Paper #11 - ISHA Annual Scientific Meeting 2016
The Effects of Arthroscopy for Symptomatic Femoroacetabular Impingement on Quality of Life and Economic Outcomes
Richard C. Mather, MD, MBA, Durham, NC UNITED STATES
Shane J. Nho, MD, MS, Chicago, IL UNITED STATES
Andrew Federer, MD, Durham, NC UNITED STATES
Jennifer Nguyen, MPP, Durham, NC UNITED STATES
Josh D. Saavoss, BA, Durham, NC UNITED STATES
Michael Jonathan Salata, MD, Cleveland, OH UNITED STATES
Marc J. Philippon, MD, Vail, CO UNITED STATES
Asheesh Bedi, MD, Ann Arbor, MI UNITED STATES
Christopher Michael Larson, MD, Edina, MN UNITED STATES
Thomas Byrd, MD, Durham, NC UNITED STATES
Lane Koenig, PhD, Durham, NC UNITED STATES
Duke University, Durham, North Carolina, UNITED STATES
FDA Status Not Applicable
Summary: This study examines the cost effectiveness of treatment of symptomatic femoroacetabular impingement through an analysis of the direct and indirect costs associated with hip arthroscopy and non-operative treatment.
BACKGROUND: The diagnosis and treatment of femoroacetabular impingement (FAI) has increased steadily within the last decade, and research indicates clinically significant improvements after treatment of FAI with hip arthroscopy. There is increasing knowledge of the effect on productivity and employment of musculoskeletal diseases such as ACL and rotator cuff tears, knee osteoarthritis and lumbar disc herniation, but little is known about the economic impact of symptomatic FAI and arthroscopic treatment. The purpose of this study was to examine the societal and economic impact of symptomatic FAI and subsequent hip arthroscopy in patients under age 50.

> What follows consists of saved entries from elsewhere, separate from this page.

PR #11088, opened 2017-04-17
Simplify file map of Genericons

jdh8:
Update of Genericons seems to be stopped.  Perhaps this would help.

### DIFF
--- a/ajax/libs/genericons/package.json
+++ b/ajax/libs/genericons/package.json
@@ -20,9 +20,9 @@
     "target": "git://github.com/Automattic/Genericons.git",
     "fileMap": [
       {
-        "basePath": "",
+        "basePath": "genericons",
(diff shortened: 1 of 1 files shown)


PeterDaveHello:
The version on CDNJS is the latest release: https://github.com/Automattic/Genericons/releases

jdh8:
From 3.2 on they don't tag but branch new releases.  There are stable `release/3.2` and `release/3.3` branches which are not modified since 2014.  How does our autoupdater work?

Because direct merge from `master` is prohibited, I'll start over a new pull request on a differently named branch.

PeterDaveHello:
@jdh8 we do not use branch as version reference, the versions need to be tagged, once it's tagged, our auto-updater will grab it, thanks!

METHODS: A Markov decision model was constructed for a cost-utility analysis of hip arthroscopy and non-operative treatment. Outcomes probabilities and utilities (quality adjusted life years) were taken from the literature. Direct costs associated with FAI treatment were calculated using the Humana private payer database (Pearl Diver Inc, West Conshohocken, PA), while indirect costs were measured in a cohort of 106 patients under age 50 with classic symptomatic FAI using the Musculoskeleltal Value Model. The MSK value model is a validated model built on the National health Interview Survey that predicts expected earnings for specific functional states. The indirect economic benefits of hip arthroscopy were inferred using regression analysis to estimate the statistical relationship between functional status and productivity. A simulation-based approach was then used to estimate the change in productivity associated with the change in functional status observed in the treatment cohort between baseline and follow-up. Principal outcome measures were average incremental cost and effectiveness and net health benefits. One, two and three way sensitivity analyses were performed on all variables in the model, and Monte Carlo analysis was used to evaluate the impact of uncertainty in the model assumptions. The analysis was performed in accordance with the Panel on Cost Effectiveness Analysis in Health and Medicine.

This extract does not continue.